SCARs that escalate instead of aging
A SCAR that sits open for six months isn't a corrective action. It's a filed complaint. Most organizations know which suppliers have overdue SCARs. Few have a system that escalates automatically when response deadlines pass.
Seal tracks SCARs from initiation through closure with defined response windows. When a supplier misses a deadline, the system escalates. To the supplier relationship owner, to quality management, to procurement. The escalation isn't a report someone runs quarterly. It's a notification that fires the day the deadline passes.
More importantly, the system connects SCARs to the supplier's broader performance. A supplier with three open SCARs, declining inspection pass rates, and two unresolved audit observations isn't just late on paperwork. They're a risk to your supply chain. That picture should be visible to everyone making decisions about that supplier, from the incoming inspector to the VP of Quality.

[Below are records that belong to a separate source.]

PR #558, opened 2020-11-26
Plot Psim Statefields

shihaocao:
# Plot Psim Statefields

### Summary of changes
- Psim plotting is now available, it's just like as if it was a statefield from the satellite.
-- usage: `plot truth.leader.attitude.w attitude_estimator.w_body
- In order to avoid name conflicts, quaternion postfixes are now: `.u, .x, .y, .z`
-- changes are in plotter.py

### Testing
Passes HOOTL, HITL not required since FSW not modified


ptest/cases/base.py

The scorecard that writes itself
Supplier scorecards are powerful in theory and usually outdated in practice. Someone assembles them quarterly from multiple sources, populates a spreadsheet, distributes a PDF. By the time the management review discusses it, the data is weeks old.
Seal computes scorecards continuously from actual transaction data. On-time delivery rate from receiving records. Incoming inspection pass rate from test results. SCAR response time from corrective action records. Audit findings from audit reports. Every metric is current because it's computed from the same platform where the events are recorded.
This changes how you manage the supplier relationship. Instead of discovering problems during quarterly review, you see them forming in real time. The conversation with a declining supplier happens after the third rejection, not after the twelfth. The decision to qualify an alternate source happens while you still have time, not during a crisis.